Lets assume we have this data given

def f(t, params):
    a,b,c = params
    return a*(t**2) + (b*t) + c
def mse(preds, targets): 
    return ((preds-targets)**2).mean().sqrt() #mean squared error

Step 1: Initialize the parameters

All ML models have parameters. Parameters are random values that represent the influence of each value on the output. We often refer to these as weights.

params = torch.randn(3).requires_grad_() #Getting random weights and requiring gradient
params
tensor([0.2815, 0.0562, 0.5227], requires_grad=True)

We are requiring gradients because this is what we will be using to improve our weights

Step 2: Calculate the predictions

Lets get a prediction using the random weights we initialzed above.

preds = f(time, params)
def show_preds(preds, ax=None):
    if ax is None: ax=plt.subplots()[1]
    ax.scatter(time, speed)
    ax.scatter(time, to_np(preds), color='red')
    ax.set_ylim(-300,100)
show_preds(preds) #Red is our predictions, Blue is the labels

Not bad for an initial prediction

Step 3: Calculate the loss

Lets now calculate the loss. Loss is a metric that is used by the model to determine it's performance.

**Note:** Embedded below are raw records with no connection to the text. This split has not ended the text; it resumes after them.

PR #866, opened 2021-02-01
XRDDEV-1559

TJaakkola:
… register new client if there is no active certificate for the member

https://jira.niis.org/browse/XRDDEV-1559

### DIFF
--- a/src/proxy-ui-api/frontend/src/views/AddClient/FinishPage.vue
+++ b/src/proxy-ui-api/frontend/src/views/AddClient/FinishPage.vue
@@ -107,12 +107,12 @@ export default Vue.extend({
       'currentSecurityServer',
       'tokens',
     ]),
-    showRegisterOption() {
+    showRegisterOption(): boolean {
       return (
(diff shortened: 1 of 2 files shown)


src/proxy-ui-api/frontend/src/views/AddClient/FinishPage.vue
```diff
@@ -37,7 +37,7 @@
       <p>{{ $t('wizard.finish.note') }}</p>
       <p></p>
 
-      <div v-if="showRegisterOption">
+      <div v-if="showRegisterOption & canRegisterClient">
```
Riippi, line 40: Should this be && ?

Riippi (changes requested):

src/proxy-ui-api/frontend/src/views/AddClient/FinishPage.vue
TJaakkola: yes, fixed

PR #868, opened 2021-02-03
XRDDEV-1563

TJaakkola:
Add v-if to all usages of v-dialog component to remove it from the DOM while it is not visible in the UI

https://jira.niis.org/browse/XRDDEV-1563

### DIFF
--- a/src/proxy-ui-api/frontend/src/components/client/SelectClientDialog.vue
+++ b/src/proxy-ui-api/frontend/src/components/client/SelectClientDialog.vue
@@ -24,7 +24,7 @@
    THE SOFTWARE.
  -->
 <template>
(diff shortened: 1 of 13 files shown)


src/proxy-ui-api/frontend/src/components/client/SelectClientDialog.vue
```diff
@@ -24,7 +24,7 @@
    THE SOFTWARE.
  -->
 <template>
-  <v-dialog :value="dialog" width="750" scrollable persistent>
+  <v-dialog v-if="dialog" :value="dialog" width="750" scrollable persistent>
```
Riippi, line 27: A bit theoretical note but is there any benefit keeping :value="dialog"  in these? I guess it works just similarly without them.

PR #873, opened 2021-02-08
XRDDEV-1477 usability issues

Riippi:
https://jira.niis.org/browse/XRDDEV-1477

Addressed usability issues in "add member" and "add subject" dialogs.
- selected items are cleared if the search is refreshed
- more vertical space for the list
- clear icons added also for text fields
- Search button has loading status and the list is cleared on search so the user knows what is going on.


olliru (approved):
Looks ok

PR #883, opened 2021-02-17
XRDDEV-1583: add xrd-prefix to common components

TJaakkola:
Add xrd-prefix to all shared-ui components so that is more clear what components are being used

https://jira.niis.org/browse/XRDDEV-1583


Riippi:
I think we could rename the `xrd-large-button` to just `xrd-button` because there is no longer a small version?

TJaakkola:
Yeah, sounds reasonable. I've made that change.

Riippi (approved):
LGTM

PR #884, opened 2021-02-18
XRDDEV-1571

amoog:
added more fields to version response, simple versionservice tests


src/proxy-ui-api/src/main/java/org/niis/xroad/restapi/service/VersionService.java
```diff
@@ -28,24 +28,37 @@
...
+
 
     /**
-     * Returns X-Road software version number
+     * Returns X-Road software version number and java version information
      * @return
      */
-    public String  getVersion() {
-        return Version.XROAD_VERSION;
+    public VersionInfo getVersionInfo() {
```
carohauta, line 50: Using an OpenAPI Model Object in the service layer – instead, a separate DTO should be used and converted in the controller layer.

To have a clear separation between the service and controller layers, it was decided to avoid using OpenAPI models in the service layer. More info about the architectural decisions here: https://confluence.niis.org/display/XRDDEV/API+backend+implementation

carohauta (changes requested):
Also, there is an npm audit issue that should be fixed by merging `develop-7.0` back into this branch

src/proxy-ui-api/src/main/java/org/niis/xroad/restapi/service/VersionService.java
amoog: I definitely and absolutely do not agree with this "architectural" decision but will make the change.

src/proxy-ui-api/src/test/java/org/niis/xroad/restapi/service/VersionServiceTest.java
```diff
@@ -0,0 +1,89 @@
...
+
+import static org.junit.Assert.assertEquals;
+import static org.junit.Assert.assertFalse;
+import static org.junit.Assert.assertNotNull;
+import static org.junit.Assert.assertTrue;
+
+@RunWith(SpringRunner.class)
+@SpringBootTest
+@WithMockUser
+public class VersionServiceTest {
```
carohauta, line 46: With this configuration a new Spring context might get created – and that adds up to the time it takes to run all tests. `VersionService` seems rather simple so maybe the test does not even need a Spring context? Or it could inherit the service test base class (`AbstractServiceTestContext`) for a common context?

carohauta (approved):
🦄

PR #3, opened 2018-04-10
Add dependencies for subworkflows

meganshand:


meganshand:
I have used it for myself, yes. And I made sure it still works without dependencies, but nothing formal.

PR #6, opened 2018-06-06
making cromshell compatible with newer curl

### LINKED ISSUE #5: Compatibility issues with newer version of curl
After some testing, it seems that the curl command for submit silently fails with the message `(26) read function returned funny value` for some recent versions of curl which causes the script to get back an empty workflowID. It turns out that when no workflowOptions file is submitted that removing `-F workflowOptions=@` from the curl command seems to fix the issue. The script should be updated to avoid empty files if there are none specified.

lbergelson:
using a version of curl newer than curl ~7.43.0 would cause cromshell submit to fail silently
this was due to curl failing when a -F argument was given an empty filename
fixes #5

### DIFF
--- a/cromwell
+++ b/cromwell
@@ -40,7 +40,7 @@ instruct()  # {{{
 }  # }}}
 
 function submit() { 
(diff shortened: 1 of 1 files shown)


lbergelson:
It uses bash magic that I have never seen before and never want to again.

loss = mse(preds, speed) #Current loss
loss
tensor(35.6327, grad_fn=<SqrtBackward>)

Step 4: Calculate the gradients

To improve the loss, the gradients of the weights need to be calculated. Why the gradient? Because the gradient gives us the slope, which we need to determine how to step the weights.

loss.backward()
params.grad
tensor([121.4830,   7.8875,   0.3013])
params.grad * 1e-5      #1e-5 is the learning rate
tensor([1.2148e-03, 7.8875e-05, 3.0131e-06])

Step 5: Step the weights.

Now that we have everything, lets update our weights

lr = 1e-4
params.data -= lr * params.grad.data
params.grad = None
preds = f(time,params)
mse(preds, speed) #loss improved
tensor(34.1798, grad_fn=<SqrtBackward>)

Notice that our loss has improved with these new weights

show_preds(preds)

Putting all of the above into a simple function

Lets grab all the steps we did above and put it into one function for simplicity.

def apply_step(params, prn=True):
    preds = f(time, params)
    loss = mse(preds, speed)
    loss.backward()
    params.data -= lr * params.grad.data
    params.grad = None
    if prn: print(loss.item())
    return preds

Step 6: Repeat the process (Training)

Now we just need to trian our model.

for i in range(10): apply_step(params) #running it 10 times (Notice loss improving)
34.17982482910156
32.844730377197266
31.63145637512207
30.54193687438965
29.575712203979492
28.729764938354492
27.998600006103516
27.374542236328125
26.84825325012207
26.409330368041992
_,axs = plt.subplots(1,4,figsize=(12,3))
for ax in axs: show_preds(apply_step(params, False), ax)
plt.tight_layout()

Conclusion

Compare this approach to the pixel similerity example. You will notice that here it truly seems like the model is learning: This is the approach we will be using from now on as it better fits the ideal ML model.

I have chosen to split this lesson into 2 parts. On the next lesson we will apply what we have learned to the MNIST dataset once again. This time using the more approriate ML approach.